A ‘Swiss Army Knife’ microscope
MOSAIC relies on several advances, Upadhyayula said: fluorescent molecules that allow biologists to mark specific cellular structures and molecular activities in living cells; fast, gentle light-sheet imaging that captures those dynamics with minimal stress or damage to the cells; high-speed data transfer and computing infrastructure capable of moving and processing massive imaging datasets; and new computational tools, including AI models, to help interpret the resulting 3D movies of living systems.

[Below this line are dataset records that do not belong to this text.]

PR #6237, opened 2023-03-26
Add onnx export with verification

liqunfu:
Fixes # Issue#TBD.

### Description
A MONAI Bundle can contain models in PyTorch, TorchScript, and ONNX formats.
Utility exists in MONAI to export a model in TorchScript format. Exported TorchScript models can be verified with Torch runtime. 
It is helpful (and complete) to provide a same utility to export ONNX models and to validate the models with PyTorch, ONNX(https://github.com/onnx/onnx), and onnxruntime (https://github.com/microsoft/onnxruntime).

With the proposed utility, ONNX model can be added to bundles in model-zoo with calling monai.bundle ckpt_export.

### Types of changes

- [x ] New tests added to cover the changes.

`./runtests.sh --quick --unittests  --disttests`
TOTAL                                                               72191  11290    84%


monai/networks/utils.py
```diff
@@ -552,6 +555,80 @@ def save_state(src: torch.nn.Module | dict, path: PathLike, **kwargs):
     save_obj(obj=ckpt, path=path, **kwargs)
 
 
+def convert_to_onnx(
```
ericspod, line 558: With `convert_to_torchscript` we have the option to save to a file, can we add that here?

tests/test_convert_to_onnx.py
```diff
@@ -0,0 +1,49 @@
...
+from monai.networks import convert_to_onnx
+from monai.networks.nets import UNet
+
+
+TESTS = list(itertools.product(["cpu", "cuda"], [True, False], ["CUDAExecutionProvider", "CPUExecutionProvider"]))
+
+class TestConvertToOnnx(unittest.TestCase):
+    @parameterized.expand(TESTS)
+    def test_value(self, device, use_ort=False, ort_provider=None):
+        model = UNet(
```
ericspod, line 30: `UNet` should be compatible with ONNX but not all models will be so we'll have to have per-model tests like we do with Torchscript. This can be left to future PRs if it's not a priority however.

binliunls:
Hi @liqunfu ,
     Do you have an ETA for this PR? We are working on this too. If you can have this PR merged this week, we can wait. Otherwise we can start a PR for this and invite you to review it.

Thanks,
Bin

liqunfu:
> Hi @liqunfu , Do you have an ETA for this PR? We are working on this too. If you can have this PR merged this week, we can wait. Otherwise we can start a PR for this and invite you to review it.
> 
> Thanks, Bin

I am starting today to update my PR with reviewers' comments and to fix CI failures. I was trying to add more test for models that are used by model-zoo but it is time consuming because I need to get evaluation data some of which also need to wait for access approval. I agree with @ericspod that it can be in another PR.

BTW thanks all for reviewing this PR. I will update it by the end of today.

liqunfu:
> > Hi @liqunfu , Do you have an ETA for this PR? We are working on this too. If you can have this PR merged this week, we can wait. Otherwise we can start a PR for this and invite you to review it.
> > Thanks, Bin
> 
> I am starting today to update my PR with reviewers' comments and to fix CI failures. I was trying to add more test for models that are used by model-zoo but it is time consuming because I need to get evaluation data some of which also need to wait for access approval. I agree with @ericspod that it can be in another PR.
> 
> BTW thanks all for reviewing this PR. I will update it by the end of today.

@binliunls Please feel free to add to this PR with what you may already have so we can merge sooner.

.github/workflows/pythonapp.yml
```diff
@@ -150,6 +150,7 @@ jobs:
         # however, "pip install monai*.tar.gz" will build cpp/cuda with an isolated
         # fresh torch installation according to pyproject.toml
         python -m pip install torch>=1.9 torchvision
+        python -m pip install onnx onnxruntime
```
Nic-Ma, line 153: @wyli I think we don't need to install here?

Thanks.

monai/bundle/scripts.py
```diff
@@ -932,6 +940,92 @@ def _export(
...
+        filepath=filepath,
+        meta_file=meta_file,
+        config_file=config_file,
+        ckpt_file=ckpt_file,
+        key_in_ckpt=key_in_ckpt,
+        use_trace=use_trace,
+        input_shape=input_shape,
+        **override,
+    )
+    _log_input_summary(tag="ckpt_export", args=_args)
```
Nic-Ma, line 993: tag should be "onnx_export"

Nic-Ma (commented):
Hi @liqunfu ,

About adding a new optional dependency package, please refer to:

He and his colleagues in the Advanced Bioimaging Center combine these to create one-off high-resolution microscopes, such as the super-resolution microscope, which won Betzig the Nobel Prize. That innovation involved using a laser to stimulate fluorescent tags, which allowed researchers to image individual molecules in a cell and superimpose them into high-resolution images.
Betzig subsequently developed a faster but gentler technique for hi-res cell imaging, lattice light-sheet microscopy (LLSM), which reduces cellular damage by spreading the laser energy across a thin sheet to more gently illuminate a transparent specimen one thin slice at a time. The fluorescing markers are captured in real time and assembled into a 3D video.
MOSAIC combines these and other high-resolution imaging techniques into a single machine that can quickly transition from one imaging mode to another, repositioning many of the lenses that shape the light. To sharpen images, it uses adaptive optical elements, such as a deformable mirror controlled by 69 tiny motors that make minute adjustments to correct for blurring caused by aberrations in the living tissue itself.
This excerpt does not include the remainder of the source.